Study of curing kinetics and thermal stability of epoxy nanocomposites in the presence of silica nanoparticles

Epoxy resin is used as a wind turbine, coating, adhesive and base material for composites and is widely used in automotive, electronics, and construction industries. Modification of the surface of epoxy nanocomposites in the presence of silica nanoparticles, due to increased adhesion and covalent bonding, increases the impact strength and Also, by adding silica nanoparticles to epoxy resin, the Young's modulus increases linearly, which is due to the increase in nanoparticle dispersion and reduced stress concentration. By adding silica nanoparticles to epoxy resin, the maximum heat flow temperature decreases and the curing rate increases, and also causes the heat flow curve of epoxy nanocomposite to be wider. The presence of silica nanoparticles reduces the activation energy and silica nanoparticles act as a catalyst in the curing reaction with epoxy resin.
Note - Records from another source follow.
PR #96, opened 2021-06-03
Notify `gpg --import` resources when key files change.

nuclearsandwich:
This patch improves configuration behavior when key contents change.
When deploying changes to the public key, the keys on disk were updated
but the gpg keyring did not import the new keys since existing keys were
present.

Now, changes to the file resources will trigger runs of the import
execute resources which will provide the same behavior as before for
a freshly provisioned host but will correctly re-import keys when those
files change.

### DIFF
--- a/recipes/repo.rb
+++ b/recipes/repo.rb
@@ -117,24 +117,26 @@ file '/home/gpg-vault/.gnupg/gpg_public_key.pub' do
   owner 'gpg-vault'
   group 'gpg-vault'
   mode '0644'
+  notifies :run, 'execute[gpg --import /home/gpg-vault/.gnupg/gpg_public_key.pub]', :immediately
 end
 execute 'gpg --import /home/gpg-vault/.gnupg/gpg_public_key.pub' do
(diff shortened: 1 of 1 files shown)


nuclearsandwich:
CI failure is exposing a failed GPG import so I must have missed something here.

nuclearsandwich:
> CI failure is exposing a failed GPG import so I must have missed something here.

Okay I've figured out what's happening. There are two identically named execute resources, one for the Jenkins agent and one for the pulp user, and the `notifies` added to the `file[/var/repos/repos.key]` resources is triggering both of them but the latter is failing because the pulp user and group does not exist yet.

Naively I think there are two ways out of this, moving the pulp user creation resoures above all gpg related file resources, or changing the pulp import and trust resources to target their own copy of the file on disk which is changed later in the recipe when the prerequisite resources have already converged.

nuclearsandwich:
I think this will be revisit-able once pulp is removed.

nuclearsandwich:
This is now updated and ready for review with pulp removed.

Issue #192, opened 2022-12-07
Consider to remove entrypoint metadata, do not specify root


jstriebel:
During the last ZEP meeting we discussed if it's possible and useful to not have an explicit root of a zarr hierarchy. See the [meeting notes here](https://zarr.dev/zeps/meetings/2022-12-01.html).

This would include to drop the global `/meta` and `/data` prefix as described in #177, but possibly also the entrypoint metadata.

This discussion is directly related to those comments: https://github.com/zarr-developers/zarr-specs/issues/177#issuecomment-1336690423

I'll try to summarize the arguments:

#### Pro explicit root
* A zarr hierarchy has a clear address.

Two important factors in reducing the thermal degradation of epoxy nanocomposites are proper dispersion of nanoparticles and non-agglomeration. Silica nanoparticles increase the maximum temperature of thermal degradation, thermal stability and the percentage of residual char. In this research, the modeling of curing kinetics of epoxy nanocomposites on morphology, rheological and mechanical properties, activation energy, curing degree, heat flow and investigation of thermal stability and thermal degradation has been reported.